Amid the cost-of-living crisis, the construction sector has also been affected by the loss of workers, particularly those from the EU who left the UK during the pandemic and declined to return. Firms have reported struggling with recruitment drives among UK nationals. 

The reduced construction activity in December was most marked across the residential and civil engineering sectors. 

Leading housebuilders including Taylor Wimpey and Persimmon have warned they won’t be ramping up the delivery of new homes this year, pointing to an increasingly tough market—fuelled by a slide in consumer confidence—whose features include lower sales and rising cancellation rates.  

How can construction firms weather the cost-of-living crisis? 

So, what can construction firms do to navigate the impact of inflation and the cost-of-living crisis? Keeping a close eye on costs is an obvious example—although there is only so much firms can do to mitigate some increases. 

As the CLC has said, the sector, like others, will be seeking further backing from government, particularly around energy. However, ministers have already indicated that existing support will be scaled back from March 2022, a move described by the Federation of Small Businesses as “bitterly disappointing.” 

Strengthening the relationship with one’s supply chain and key customers is another important approach, although one would expect this already to be in place. 

Looking beyond one’s normal route to market is another option, according to experts. Noble Francis, economics director at the Construction Products Association, said firms should look at where the opportunities are.  

“Don’t just stay in your usual sector and chase work, bidding low,” he said. “That just exacerbates the situation, especially with high and uncertain cost inflation.” 

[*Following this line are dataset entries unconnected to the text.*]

PR #117, opened 2023-05-18
Separate upload from archive record creation

### LINKED ISSUE #116: Separate upload from record creation
We have some SDK client user flows where the client might upload the file to s3 in other ways; we want our SDK to easily support those flows.

The current `createRecord` sdk method actually does TWO things:

1. uploads the file
2. registers the record

I'd like to propose separating this into two separate steps for sdk clients.  This also means in future the sdk might provide other ways to upload files.

slifty:
This PR separates the "upload" step from the "archive record registration" step when creating an archive record.  It means SDK clients need to either call `uploadFile` or, in the case of internal clients, upload the file to s3 directly.

Resolves #116

### DIFF
--- a/src/sdk/uploadFile.ts
+++ b/src/sdk/uploadFile.ts
@@ -1,3 +1,4 @@
+import type { Readable } from 'stream';
 import type {
   ArchiveRecord,
   File,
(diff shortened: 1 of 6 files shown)


src/sdk/uploadFile.ts
```diff
@@ -0,0 +1,41 @@
...
+import {
+  executePresignedPost,
+} from '../utils';
+
+export const uploadFile = async (
+  clientConfiguration: ClientConfiguration,
+  fileData: Buffer | Readable,
+  file: Pick<File, 'contentType' | 'size'>,
+  item: Pick<ArchiveRecord, 'displayName' | 'fileSystemCompatibleName'>,
+  parentFolder: Pick<Folder, 'id'>,
```
slifty, line 20: This doesn't seem directly relevant to uploadFile, but the permanent API itself requires it so we need to carry that requirement forward.  It does seem that there would be room for refactoring there some day (same with `item`)

liam-lloyd (approved):

PR #119, opened 2023-05-18
Move to node16 tsconfig

slifty:
This PR updates our tsconfig settings to reflect Node 16 instead of Node 14 (we are using node 16 on this project)


slifty:
Whoops I forgot we're targeting node 14+ my mistake!

PR #269, opened 2024-02-01
Add createShareLink function

liam-lloyd:
We want to expose our /share/generateShareLink endpoint through this SDK. To that end, this commit adds a new createShareLink function that hits that endpoint.


meisekimiu (commented):
I don't see this change exposing the functionality through the actual `sdk` path, which is what is ultimately publicly exported by the `permanent-sdk`. Are we waiting for the full share link features to be implemented before exposing it?

I think ideally we would have a separate type called `ShareLink` or something that would be the "cleaned up" version of the internal `ShareLinkVo` that we actually give to the end user.

liam-lloyd:
> I don't see this change exposing the functionality through the actual `sdk` path, which is what is ultimately publicly exported by the `permanent-sdk`. Are we waiting for the full share link features to be implemented before exposing it?
> 
> I think ideally we would have a separate type called `ShareLink` or something that would be the "cleaned up" version of the internal `ShareLinkVo` that we actually give to the end user.

Ah, it seems I didn't fully grasp how this project worked; updates incoming.

meisekimiu (approved):

src/api/createShareLinkVo.ts
```diff
@@ -0,0 +1,32 @@
...
+  makePermanentApiCall,
+  typedJsonParse,
+} from '../utils';
+import {
+  type ClientConfiguration,
+  type ShareLinkVo,
+  isShareLinkVo,
+} from '../types';
+
+export const createShareLinkVo = async (
```
cecilia-donnelly, line 11: @pbussi this looks like the right place to start looking

PR #273, opened 2024-02-02
Per 9426 add update share link

liam-lloyd:
Compare to per-9424_add_generate_share_link to see changes unique to this PR, if that branch isn't merged yet.

### DIFF
--- a/docs/API.md
+++ b/docs/API.md
@@ -1,0 +1,75 @@
+# API Documentation
+
+## Configuration
+Each function provided by this SDK takes a `ClientConfiguration` object:
+```
+{
+  bearerToken: string;
+  baseUrl?: string;
+}
+```
+
+`bearerToken` is required and should be a JWT corresponding to a logged in Permanent account, such as that returned by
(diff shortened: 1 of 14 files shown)


cecilia-donnelly (commented):
Thanks, @liam-lloyd ! Can you add some documentation about how to call this?

Note that in our group review session Liam showed that the best way to test these is to add a new file in the package and call the new function.

docs/API.md
```diff
@@ -0,0 +1,73 @@
...
+
+#### updateShareLink
+```
+updateShareLink(
+  configuration: ClientConfiguration,
+  shareLink: ShareLink,
+): Promise<ShareLink>
+```
+
+Each non-readonly property of the share link will be updated to match `shareLink`.
```
cecilia-donnelly, line 73: Is there still that "gotcha" where creating a share link that already exists returns an unchanged link? I know we talked about it but I don't remember what the verdict was.

liam-lloyd: It does exist for the v2 endpoint; I've added a note about it

cecilia-donnelly (approved):
Thanks @liam-lloyd !

PR #275, opened 2024-02-05
Usage docs

cecilia-donnelly:
Wrote this a while ago and I think it should be okay to merge.

### DIFF
--- a/docs/login.md
+++ b/docs/login.md
@@ -1,0 +1,40 @@
+# How to log in
+
+See [the SFTP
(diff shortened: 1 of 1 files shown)


meisekimiu (approved):
The documentation seems good to me, but I wonder if this file should go in the `docs` folder since that is where I would expect documentation to go. This could just be documentation for auth as well instead of a bigger "How To" file, if it's among other documentation files in a docs folder.

cecilia-donnelly:
Definitely! Thanks @meisekimiu , totally missed the `docs` folder.

PR #464, opened 2025-02-17
Remove support for Node 18

### LINKED ISSUE #461: Bump to Node 20
Node 18 will [no longer be supported starting in April, 2025](https://nodejs.org/en/about/previous-releases).

Since this is an SDK we should support both the LTS and current version of node (that would mean node >20).

slifty:
Node 18 is about to leave LTS status so it is time for us to move along and join the modern age of Node 20 and above.

I took this opportunity to also use `node-version-file` in our workflows which means in future we can update versions in fewer places.

I should note... I don't remember exactly how our CD / releases work for this repo; if I should add a commit to bump the SDK version to 0.9.0 say the word.

Resolves #461


CHANGELOG.md
```diff
@@ -7,6 +7,9 @@ and this project adheres to [Semantic Versioning](https://semver.org/spec/v2.0.0
 
 ## [Unreleased]
 
+## Changed
```
liam-lloyd, line 10: If we're planning to release right after merging this (which I think we should), we should probably go ahead and add a 0.9.0 section here.

liam-lloyd (approved):

CHANGELOG.md
slifty: Sounds good (I figure I'll bump the other dependabots one last time before the formal release but that's good enough)

slifty: Actually: since I'm about to add in that new feature (the "fail on create if the name exists" flag) let's hold off on a formal release until that point.

PR #365, opened 2025-08-27
Numeric rough draft, includes binary protocol

jaggederest:
Still missing:

- [ ] NaN support
- [ ] Test and code cleanup - working but not terse
- [ ] Infinity and -Infinity coverage in tests and code


levkk:
The failing integration test is coming from the `SHOW STATS` admin command, which is a bit odd, since the multi-shard connection which performs the sorting shouldn't be used.

pgdog/src/frontend/router/sharding/vector.rs
```diff
@@ -15,7 +16,8 @@ impl Distance<'_> {
                 assert_eq!(p.len(), q.len());
                 p.iter()
                     .zip(q.iter())
-                    .map(|(p, q)| (**q - **p).powi(2))
+                    // TODO: vectors should use f64?
```
levkk: pgvector uses f32

pgdog/src/net/messages/data_row.rs
```diff
@@ -188,7 +189,8 @@ impl DataRow {
     // Get float at index with text/binary encoding.
     pub fn get_float(&self, index: usize, text: bool) -> Option<f64> {
         self.get::<Numeric>(index, if text { Format::Text } else { Format::Binary })
-            .map(|numeric| *numeric.deref())
+            // TODO: unused? loses precision?
```
levkk: Not sure, this is f32 -> f64, should be fine?

pgdog/src/net/messages/data_types/double.rs
```diff
@@ -0,0 +1,99 @@
...
+    }
+
+    fn encode(&self, encoding: Format) -> Result<Bytes, Error> {
+        match encoding {
+            Format::Text => {
+                let s = if self.0.is_nan() {
+                    "NaN".to_string()
+                } else if self.0.is_infinite() {
+                    if self.0.is_sign_positive() {
+                        "Infinity".to_string()
```
levkk, line 78: Is it ok you're using lowercase for encoding and uppercase for decoding?

pgdog/src/net/messages/data_types/numeric.rs
```diff
@@ -70,44 +81,319 @@ impl Add for Numeric {
...
+                    Err(e) => {
+                        // Check for special PostgreSQL values
+                        match s.to_uppercase().as_str() {
+                            "NAN" => {
+                                // TODO: Add NaN support
+                                warn!("NaN values not supported (deferred feature)");
+                                Err(Error::UnexpectedPayload)
+                            }
+                            "INFINITY" | "+INFINITY" | "-INFINITY" => {
+                                warn!("Infinity values not supported");
```
levkk:
```suggestion
                                warn!("numeric infinity values not supported");
```

pgdog/src/net/messages/data_types/numeric.rs
```diff
@@ -70,44 +81,319 @@ impl Add for Numeric {
...
+                                Err(Error::UnexpectedPayload)
+                            }
+                            _ => {
+                                warn!("Failed to parse numeric: {}", e);
```
levkk:
```suggestion
                                warn!("failed to parse numeric: {}", e);
```

pgdog/src/net/messages/data_types/numeric.rs
```diff
@@ -70,44 +81,319 @@ impl Add for Numeric {
...
+                    0x4000 => true,  // Negative
+                    0xC000 => {
+                        // NaN - not supported yet
+                        // TODO: Add NaN support for binary format
+                        warn!("NaN values not supported in binary format (deferred feature)");
+                        return Err(Error::UnexpectedPayload);
+                    }
+                    _ => {
+                        // Invalid sign value
+                        warn!("Invalid numeric sign value: 0x{:04x}", sign);
```
levkk:
```suggestion
                        warn!("invalid numeric sign value: 0x{:04x}", sign);
```

pgdog/src/net/messages/data_types/numeric.rs
```diff
@@ -70,44 +81,319 @@ impl Add for Numeric {
...
+                            // Pad with zeros if needed
+                            for _ in fractional_str.len()..(dscale as usize) {
+                                result.push('0');
+                            }
+                        }
+                    }
+                }
+
+                let decimal = Decimal::from_str(&result).map_err(|e| {
+                    warn!("Failed to parse '{}' as Decimal: {}", result, e);
```
levkk:
```suggestion
                    warn!("failed to parse '{}' as Decimal: {}", result, e);
```

pgdog/src/net/messages/data_types/numeric.rs
```diff
@@ -70,44 +81,319 @@ impl Add for Numeric {
...
             }
 
-            Format::Binary => Ok(Self {
-                data: match bytes.len() {
-                    4 => bytes.get_f32() as f64,
-                    8 => bytes.get_f64(),
-                    n => return Err(Error::WrongSizeBinary(n)),
-                },
-            }),
+            Format::Binary => {
```
levkk, line 132: This looks like a pretty computationally expensive algorithm, but maybe that's what it takes to parse these?

pgdog/src/net/messages/data_types/double.rs
jaggederest: I believe the standard is to be case insensitive on ingest, but case-sensitive on emit. let me check the actual pg implementation though.

pgdog/src/frontend/router/sharding/vector.rs
jaggederest: Hmm. Should I change it to use f32 throughout? It's definitely using f64 right now.

levkk: Hmm. Maybe? It's been a minute since I touched this. I think...yes.

pgdog/src/net/messages/data_types/numeric.rs
jaggederest: Yeah I believe we should probably document that it's slow, but when you need exact math, you need exact math, so I suspect people in that situation will be okay-ish with the performance hit.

Offering extra support to staff where possible is another consideration. While housebuilders are responding to falling demand by reducing output, many firms, notably Barratt, are giving employees special cost-of-living payments to help them through the tough times. 

Meanwhile, using digital technology to get the most out of a team’s efforts will also increase opportunities for efficiency gains.  

Sharing information through digital collaboration across a range of stakeholders and being able to make changes quickly will speed up processes, improve accuracy and help deliver better quality outcomes. 

The difficult conditions we’re seeing will be with us for several months, with the cost-of-living crisis perhaps even stretching into 2024. But this uncertainty won’t last forever. The construction industry is resilient, and while there may be cutbacks and corporate casualties along the way, the sector will bounce back, as it always does.